Although the function reasonably models the data, it is oftentimes a better predictor of future comebacks at specific points in the game, as referenced in Table 1, Fig. 7 and Fig.8. A large percentage of predictions falling outside of the confidence interval in Fig. 8 appear in the final minutes of the game. The low-level of confidence in the predictions made by the function (3) at this crucial time in the game combined with the RMSD of 0.0920 proves the exponential function is best for modeling the data moderately. However, we would like to take into consideration that the observed data from 2002-2013 is just experimental probability and a better model may still exist based on only the two factors of time remaining and point differential.

Figure 9 – All point differentials for the original data

IV. ACKNOWLEDGEMENTS

This study was supported by Dr. Rahman Tashakkori, who offered training and support through the duration of the project. We would like to thank Dr. Mary Beth Searcy for her assistance in data analysis during this study. This research opportunity was made possible by the National Science Foundation’s Research Experience for Teachers Program and Appalachian State University’s Computer Science Department. We would also like to thank Watauga High School in Boone, NC and Lincolnton High School in Lincolnton, NC for continued support of higher education and research opportunities.

V. REFERENCES

[1] H. S. Stern, “A Brownian Motion Model for the Progress of Sports Scores” J. Amer. Stat. Assoc., vol. 89, no. 427, pp. 1128-1134, Sep. 1994.

[2] Paramjit S. Gill , “Late-Game Reversals in Professional Basketball, Football, and Hockey” The Amer. Stats.,vol. 54, no. 2. pp. 94-99. May. 2000.

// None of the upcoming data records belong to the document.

PR #829, opened 2025-07-17
Fix build failures for BOSC and SOPHGO platforms

vlsunil:
BOSC and SOPHGO platforms don't build properly for below reasons.

1) Changes due to libfdt, CpuExceptionHandlerLib and RiscVFpuLib
2) Changes in PI spec and migrating from FIRMWARE_CONTEXT structure to a HOB due to this in edk2.

3) Unfortunately, these platforms are using drivers/libraries from other platforms (sometimes Ovmf as well). I am going to ask them to look at removing these dependencies. But since HiSilicon platforms are obsoleted and removed now, BOSC platforms which were using a library from HiSilicon no longer build. I have removed this dependency just to make sure platforms build without issue but BOSC maintainers need to make changes to find alternative to these.

The changes are only build tested. This is the first set of changes before I remove several opensbi related libraries/drivers.


vlsunil:
I reached out to SG2042 and BOSC platform owners and they have agreed to test and fix things after this PR. @leiflindholm : Please help with review and merge. Thanks!

vlsunil:
I felt there is no point just fixing the build issue. I will let platform owners to fix it properly with testing taking recently updated sifive platform as reference.

PR #847, opened 2025-08-12
Silicon/Ampere: Enable PCIe resizable BAR support

bexcran:
Modern graphics cards benefit from being able to negotiate a larger BAR size than they advertise by default. In testing, the Linux amdgpu driver crashed without it enabled. Since I'm not aware of any problems with it, enable it for all Ampere Altra platforms.

### DIFF
--- a/Silicon/Ampere/AmpereAltraPkg/AmpereAltraPkg.dsc.inc
+++ b/Silicon/Ampere/AmpereAltraPkg/AmpereAltraPkg.dsc.inc
@@ -463,6 +463,8 @@
   gArmPlatformTokenSpaceGuid.PL011UartClkInHz|1843200
   gArmPlatformTokenSpaceGuid.PL011UartInterrupt|0x62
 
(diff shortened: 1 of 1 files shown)


nhivp:
Thanks @bexcran for the great finding.
Hi anh @chuongtranle, could you comment on this enablement? I'm considering about PCIe MMIO32/MMIO64 allocation.

_But honestly, the amdgpu driver needs to be improved in case the resizable bar capability is not supported by firmware._

chuongtranle:
Resizeable BAR is an endpoint feature and no special handling by the RC is required. In Ampere Altra ARM64, endpoint can access entire MMIO64 space (size ~ 4TB per RC). This enable is just to make sure when firmware reads endpoint's configuration space and finds that endpoint has Resizeable BAR support, it is allowed the endpoint to have larger BAR size allocation.

chuongtranle (approved):
I am OK with this change.

Reviewed-by: Chuong Tran <chuong@os.amperecomputing.com>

[3] B. James, (2008, March, 17). The Lead is Safe. [Online]. Available: http://www.slate.com/articles/sports/sports_nut/2008/03/the_lead_is_safe.3.html

[4] (2013, May, 29). Root-mean-square deviation. [Online]. Available: http://en.wikipedia.org/wiki/Root_mean_square_deviation

[5] (2013, July, 17). ESPN NBA. [Online]. Available: http://espn.go.com/nba/

VI. AUTHORS

Adam Benoit

Adam joined the National Science Foundation’s Research Experience for Teachers (RET) in 2013 partnering with Appalachian State’s Computer Science department. Through the RET program, his work focuses on bridging the gap between computer science and high school curriculum in North Carolina. He conducted research at Princeton University in Plasma Science applications in 2012, funded by the Department of Energy. He currently teaches AP Physics and Honors Chemistry at Lincolnton High school in Lincolnton, NC where he has been teaching since 2005. Adam was Teacher of the Year at Lincolnton High School in 2011-2012. Adam is also a member of the North Carolina Association of Educators and the National Science Teachers Association.